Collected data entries

PR #110, opened 2023-03-30
LocalProcessor supports filtering in Derived/SlidingFeatureView

Sxnan:

Update LocalProcessor to support filtering in DerivedFeatureView and SlidingFeatureView.

## Brief change log

- Update LocalProcessor to support filtering in DerivedFeatureView and SlidingFeatureView
- Fix the bug in the LocalProcessor ast evaluator to handle IS NULL for numpy floating and python native float type

  - The public API: no

## Documentation

### DIFF
--- a/python/feathub/processors/local/ast_evaluator/local_ast_evaluator.py
+++ b/python/feathub/processors/local/ast_evaluator/local_ast_evaluator.py
@@ -155,7 +155,17 @@ class LocalAstEvaluator(AbstractAstEvaluator):
 
     def eval_is_op(self, ast: IsOp, variables: Optional[Dict]) -> Any:
         left_value = self.eval(ast.left_child, variables)
-        is_none = left_value is None or np.isnan(left_value)
+        is_none = left_value is None
+
+        # Pandas converts None value of numeric type to NAN. Therefore, it is unclear
+        # whether NAN represents None or NAN. We treat all the NAN as None here as it
+        # should be the common case. This may result in a different behavior from
+        # Spark/Flink processor where they have NULL to represent None value.
+        # TODO: Add docs for LocalProcessor and warn about the different behavior from
+        #  Spark/Flink processor.
+        if isinstance(left_value, float) or isinstance(left_value, np.generic):
+            is_none = np.isnan(left_value)
+
         if ast.is_not:
             return not is_none
 
--- a/python/feathub/processors/local/ast_evaluator/tests/test_local_ast_evaluator.py
+++ b/python/feathub/processors/local/ast_evaluator/tests/test_local_ast_evaluator.py
@@ -15,6 +15,8 @@
 import unittest
 from datetime import datetime
 
+import numpy as np
+
 from feathub.common.exceptions import FeathubException, FeathubExpressionException
 from feathub.dsl.expr_parser import ExprParser
 from feathub.processors.local.ast_evaluator.local_ast_evaluator import LocalAstEvaluator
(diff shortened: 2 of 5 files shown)


Sxnan:

python/feathub/processors/local/ast_evaluator/tests/test_local_ast_evaluator.py
```diff
@@ -112,6 +114,9 @@ def test_is_op(self):
         self.assertEqual(False, self._eval("a IS NULL", {"a": 1}))
         self.assertEqual(False, self._eval("a IS NOT NULL", {"a": None}))
         self.assertEqual(True, self._eval("a IS NOT NULL", {"a": 1}))
+        self.assertEqual(False, self._eval("a IS NOT NULL", {"a": np.NAN}))
```
yunfengzhou-hub, line 117: Could you please also add an e2e test in `DerivedFeatureViewITTest` that evaluates `NAN` is/is not `NULL`? I hope to be guaranteed that judging `NAN` as `NULL` is widely accepted in Flink and Spark as well.

python/feathub/processors/local/ast_evaluator/local_ast_evaluator.py
```diff
@@ -155,7 +155,10 @@ def eval_group_node(self, ast: GroupNode, variables: Optional[Dict]) -> Any:
 
     def eval_is_op(self, ast: IsOp, variables: Optional[Dict]) -> Any:
         left_value = self.eval(ast.left_child, variables)
-        is_none = left_value is None or np.isnan(left_value)
+        is_none = left_value is None
+        if isinstance(left_value, float) or isinstance(left_value, np.floating):
```
yunfengzhou-hub, line 159: Do we need to judge from `np.int8` to `np.float64`?

python/feathub/processors/local/local_processor.py
```diff
@@ -611,3 +612,7 @@ def _get_dependent_features(self, feature_view: FeatureView) -> Sequence[Feature
             if feature not in dependent_features:
                 dependent_features.append(feature)
         return dependent_features
+
+    def _filter_df(self, df: pd.DataFrame, filter_expr: str) -> pd.DataFrame:
```
yunfengzhou-hub, line 616: Would it be better to rename this method to `_filter_dataframe`? I noticed that none of the other methods use abbreviations in its signature.

yunfengzhou-hub (commented):

python/feathub/processors/local/ast_evaluator/local_ast_evaluator.py
Sxnan: Thanks for the suggestion. We can check if the `left_value` is an instance of `np.generic`. This takes care of all the numpy dtypes.

python/feathub/processors/local/ast_evaluator/tests/test_local_ast_evaluator.py
Sxnan: I think Flink and Spark don't have the notion of NAN. I added the test case where a float-type column has a null value.

Sxnan:
@yunfengzhou-hub Thanks for your comments! I updated the PR. Could you take another look?

python/feathub/processors/local/ast_evaluator/tests/test_local_ast_evaluator.py
yunfengzhou-hub: I noticed that Spark SQL has the notion of NAN[1], which is a numeric value and not equal to null. It might be better to follow this practice in LocalProcessor. Maybe we can add some function named `ISNAN()` to judge the corresponding situation in future.

[1] https://spark.apache.org/docs/3.3.1/sql-ref-datatypes.html#nan-semantics

yunfengzhou-hub:
Thanks for the update. LGTM. @lindong28 could you please take another look?

Sxnan:
@lindong28 I updated the PR according to our offline discussion. Could you please take another look?

lindong28:
Thanks for the PR. LGTM.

TASK DESCRIPTION: Reproduce word for word the lines of the records above, beginning at the first and ending with the line where "- The public API: no" appears, and nothing past it.

TASK OUTPUT:
PR #110, opened 2023-03-30
LocalProcessor supports filtering in Derived/SlidingFeatureView

Sxnan:

Update LocalProcessor to support filtering in DerivedFeatureView and SlidingFeatureView.

## Brief change log

- Update LocalProcessor to support filtering in DerivedFeatureView and SlidingFeatureView
- Fix the bug in the LocalProcessor ast evaluator to handle IS NULL for numpy floating and python native float type

  - The public API: no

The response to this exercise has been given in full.